Distributed Hash Tables:

Distributed Hash Tables are distributed systems that use hashing techniques for routing and membership.  Most of them use consistent hashing as the foundation for routing.

Seminal work on consistent hashing techniques: Consistent Hashing and Random Trees. Application of consistent hashing to caching: Web caching with consistent hashing.

What followed last decade was researchers using consistent hashing techniques to build P2P systems and routing techniques using them. Examples of such systems include Chord, Pastry and Tapestry.

Real life Distributed systems and data Stores:

The following distributed databases papers are seminal and great examples of distributed systems.
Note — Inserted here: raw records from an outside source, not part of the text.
PR #130, opened 2022-09-01
Implement `OptionSelector` component

### LINKED ISSUE #122: Implement Options component
Implement the metric dot component. See [ActNow Design System](https://www.figma.com/file/YN7x6bJmSfRHaovP5ABKu2/ActNow-Design-System) and [Figma - Monkeypox](https://www.figma.com/file/OG0YkSXfO6YNPfq21jRq42/Monkeypox) for examples in context

Image

pnavarrc:
Close #122 - Implement OptionSelector

**Update**: After the code review and some thinking, I decided to just style ToggleButton and ToggleButtonGroup and not implementing the OptionSelector component. Most likely the parent component will need to manage the state, so creating a component that manages the state internally creates unnecessary complexity. See https://github.com/covid-projections/act-now-packages/pull/130#issuecomment-1234804225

A must read for people interested in building distributed systems:

Amazon Dynamo: Amazon’s own key-value store

Google File System: Google’s very own distributed file system.

Google BigTable: Google’s distributed datastore.

Map-Reduce: A seminal piece of work that has powered the Hadoop ecosystem

Autopilot: Automatic Data Center Management Michael Isard April 2007.

Update [ 9/13/2011]: Alex Feinberg pointed out his reading list, which is equally impressive as well and not so surprisingly have a great number of papers in common. Thanks Alex!